Core Intel Fusion uses AWS Cognito for authentication. Users sign in with an email address and password. Multi-Factor Authentication (MFA) is supported and can be enabled for your organization, adding a second authentication factor via authenticator apps such as Google Authenticator or Authy. Role-based access control (admin, analyst, viewer) governs what each user can see and do within the application.
Technical
20. Does Core Intel Fusion offer API access?
API access capabilities are on the product roadmap. If programmatic access to overlap data, source information, or recommendations is a priority for your organization, please contact support@progrediai.com to discuss your requirements and timeline.
21. Can Core Intel Fusion integrate with my existing SIEM or SOAR platform?
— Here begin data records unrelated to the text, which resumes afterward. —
PR #1160, opened 2022-12-20
Add EitherDataExtensions

rammba:
Hello team, thanks for implementing this library. I recently started using it and I can say that it's really helpful.

Added few conversion extensions for `EitherData`:
- ToEither
- ToEitherAsync
- ToEitherUnsafe
- ToFin
- ToTry
- ToTryAsync

### DIFF
--- a/LanguageExt.Core/Monads/Alternative Value Monads/Either/Either-Shared/EitherData.Extensions.cs
+++ b/LanguageExt.Core/Monads/Alternative Value Monads/Either/Either-Shared/EitherData.Extensions.cs
@@ -1,0 +1,19 @@
+﻿using System;
+
+namespace LanguageExt.DataTypes.Serialisation
+{
+    public static class EitherDataExtensions
+    {
+        public static Either<L, R> ToEither<L, R>(this EitherData<L, R> input) =>
+            input.State switch
+            {
+                EitherStatus.IsBottom => Either<L, R>.Bottom,
+                EitherStatus.IsRight => Either<L, R>.Right(input.Right),
+                EitherStatus.IsLeft => Either<L, R>.Left(input.Left),
+                _ => throw new InvalidOperationException($"Invalid {nameof(EitherStatus)} with value: {input.State}"),
+            };
+
+        public static EitherAsync<L, R> ToEitherAsync<L, R>(this EitherData<L, R> input) =>
+            input.ToEither().ToAsync();
+    }
+}
--- a/LanguageExt.Core/Monads/Alternative Value Monads/Either/Either-Shared/EitherData.Extensions.cs
+++ b/LanguageExt.Core/Monads/Alternative Value Monads/Either/Either-Shared/EitherData.Extensions.cs
@@ -1,4 +1,6 @@
-﻿using System;
+﻿#nullable enable
+using System;
+using System.Threading.Tasks;
 
 namespace LanguageExt.DataTypes.Serialisation
 {
@@ -15,5 +17,11 @@ namespace LanguageExt.DataTypes.Serialisation
 
         public static EitherAsync<L, R> ToEitherAsync<L, R>(this EitherData<L, R> input) =>
             input.ToEither().ToAsync();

Direct integrations with SIEM and SOAR platforms are planned for future releases. Core Intel Fusion is designed as a portfolio optimization layer that complements your existing security tooling. Integration capabilities will enable you to push recommendations and portfolio insights directly into platforms like Splunk, Sentinel, Cortex XSOAR, and others. Contact support@progrediai.com to express interest and help prioritize specific integrations.
22. Can I export data from Core Intel Fusion?
Export capabilities are being developed to support common formats for reporting and downstream integration. If you have an immediate export need, contact support@progrediai.com and our team can assist.
Support
23. How do I get help with Core Intel Fusion?
Contact the Progredi Systems support team at support@progrediai.com. When submitting a request, include your username, a description of the issue, and any relevant screenshots. The System Information panel on the Settings page contains version and environment details that are helpful for troubleshooting -- include those if possible.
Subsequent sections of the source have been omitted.